High Side Gate Driver for Power MOSFET
- Thread starter combover1961
- Start date
ronsimpson
- Joined Oct 7, 2019
- 4,708
The input LED needs a resistor like any LED.
On the output side (Gate) needs no resistor.
Many opto-isolators have an IR LED and a photo transistor. In this isolator the receiver is not a photo transistor but more like a solar panel that turns light into voltage.
The bench-tests went well ... circuit worked well at all Voltages, +12, 24, 48 and 20 Amps. Vgs stayed a consistent 7 Vdc. Such a very good simple solution. Thank you kindly for all of the detailed assistance )
The bench-tests went well ... circuit worked well at all Voltages, +12, 24, 48 and 20 Amps. Vgs stayed a consistent 7 Vdc. Such a very good simple solution. Thank you kindly for all of the detailed assistance ). NAH NAH
Schematic Updated with more Part-Numbers and Component-Prices.
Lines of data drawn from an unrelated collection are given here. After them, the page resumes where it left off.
PR #341, opened 2025-03-31
fix: stop tracking proposals that will never be used again

aditiharini:
We're leaking memory in `proposed_blocks` and `proposed_shard_chunks` by not removing proposed values for older heights and rounds.

### DIFF
--- a/src/consensus/proposer.rs
+++ b/src/consensus/proposer.rs
@@ -90,18 +90,10 @@ impl ProposedValues {
     }
 
     pub fn decide(&mut self, height: Height) {
-        while let Some((entry_height, entry_shard_hashes)) = self.values_by_height.pop_first() {
-            if entry_height <= height {
-                for entry_shard_hash in entry_shard_hashes {
-                    self.values.remove(&entry_shard_hash);
-                }
-                continue;
+        if let Some(shard_hashes) = self.values_by_height.remove(&height) {
+            for shard_hash in shard_hashes {
+                self.values.remove(&shard_hash);
             }
-
-            // Put it back in, we shouldn't have removed
-            self.values_by_height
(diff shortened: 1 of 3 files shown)


src/consensus/proposer.rs
```diff
@@ -58,10 +58,56 @@ pub trait Proposer {
     fn get_proposed_value(&self, shard_hash: &ShardHash) -> Option<FullProposal>;
 }
 
+pub struct ProposedValues {
+    values_by_height: BTreeMap<(Height, Round), ShardHash>,
+    values: BTreeMap<ShardHash, FullProposal>,
+}
+
+impl ProposedValues {
```
sanjayprabhu, line 66: Worth adding a test for this. 

We should also add tests for the proposers themselves, but that might require a bunch of setup work. So, ok to defer for now

src/consensus/proposer.rs
```diff
@@ -73,28 +73,34 @@ impl ProposedValues {
...
+                for entry_shard_hash in entry_shard_hashes {
+                    self.values.remove(&entry_shard_hash);
+                }
                 continue;
             }
 
             // Put it back in, we shouldn't have removed
             self.values_by_height
-                .insert((entry_height, entry_round), entry_shard_hash);
+                .insert(entry_height, entry_shard_hashes);
```
sanjayprabhu, line 103: Hmm, this insert feels dangerous. There's a potential for a race condition here where we've added a value for a height and then this insert replaces it with an outdated vector.

I think we should iterate and collect the heights we want to remove first and then remove it in one go or always remove only the previous height if it exists. The latter seems cleaner?

sanjayprabhu: But I think it's more correct to remove all previous heights. So, would be better to do the former

PR #347, opened 2025-04-01
feat: Add a background job to prune events

sanjayprabhu:
Background job to delete events after 3 days (same as hubs)

### DIFF
--- a/src/main.rs
+++ b/src/main.rs
@@ -148,10 +148,11 @@ async fn schedule_background_jobs(
     sync_complete_rx: watch::Receiver<bool>,
 ) {
     let sched = JobScheduler::new().await.unwrap();
+    let mut jobs = vec![];
     if app_config.read_node {
-        if let Some(block_retention) = app_config.read_node_block_retention {
+        if let Some(block_retention) = app_config.pruning.block_retention {
             let schedule = "0 0 0 * * *"; // midnight UTC every day
-            let job = snapchain::background_jobs::job_block_pruning(
+            let job = snapchain::jobs::block_pruning::block_pruning_job(
                 schedule,
                 block_retention,
                 block_store.clone(),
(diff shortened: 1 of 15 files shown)


src/storage/store/stores.rs
```diff
@@ -338,6 +347,63 @@ impl Stores {
...
+            );
+            let start = std::time::Instant::now();
+            let count =
+                HubEvent::prune_events_util(self.db.clone(), stop_height, &page_options, throttle)
+                    .await?;
+            let elapsed = start.elapsed();
+            self.statsd
+                .count_with_shard(self.shard_id, "prune.events", count as u64);
+            self.statsd.time_with_shard(
+                self.shard_id,
```
aditiharini, line 395: Can we add ms to the metric name? I think it'd be good to do this for all the timing metrics so it's easy to figure out the scale of the y axis.

src/main.rs
```diff
@@ -148,21 +148,33 @@ async fn schedule_background_jobs(
...
                 sync_complete_rx,
             )
             .unwrap();
-            sched.add(job).await.unwrap();
+            jobs.push(job);
         }
     }
-    // Other background jobs can be added here
+
+    let event_pruning_job = snapchain::jobs::event_pruning::event_pruning_job(
```
aditiharini, line 167: Do we want this job running at the exact same time on all validators? I think it'd make sense to stagger because this is an expensive operation.

aditiharini (dismissed):

src/storage/store/stores.rs
sanjayprabhu: Fixed

src/main.rs
sanjayprabhu: Based on testnet, this seems to be fine. The first prune will be taxing, but will make sure that happens after backfill is complete. If it becomes a problem, we can move to pruning on commit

Limiting the Gate Turn-On-Current with a Resistor will make the Switching-Time excessively long,
this will generate tremendous amounts of Heat in an extremely short period of time.
Remember that a FET-Gate has Capacitance,
and if You install a Resistor going into that Capacitance, You have created a "Delay-Timer".
The more "TIME" that a FET remains in it's Linear-Region, the more HEAT will be generated.
HEAT is the Enemy.
It is advantageous to "Switch" the FET as fast as possible to prevent this Heat generation.
The FDA215 Gate-Driver is a "Dual" Device,
this means that You can wire both Outputs in parallel to double the Output-Current and
cut the Switching-Time in half.
This may allow using a much smaller Heat-Sink for the FET,
since almost all the Heat that will be generated, will be generated during the delay in
getting the Gate-Voltage ( Gate-Capacitance ) charged-up from zero, to around ~8-plus-Volts.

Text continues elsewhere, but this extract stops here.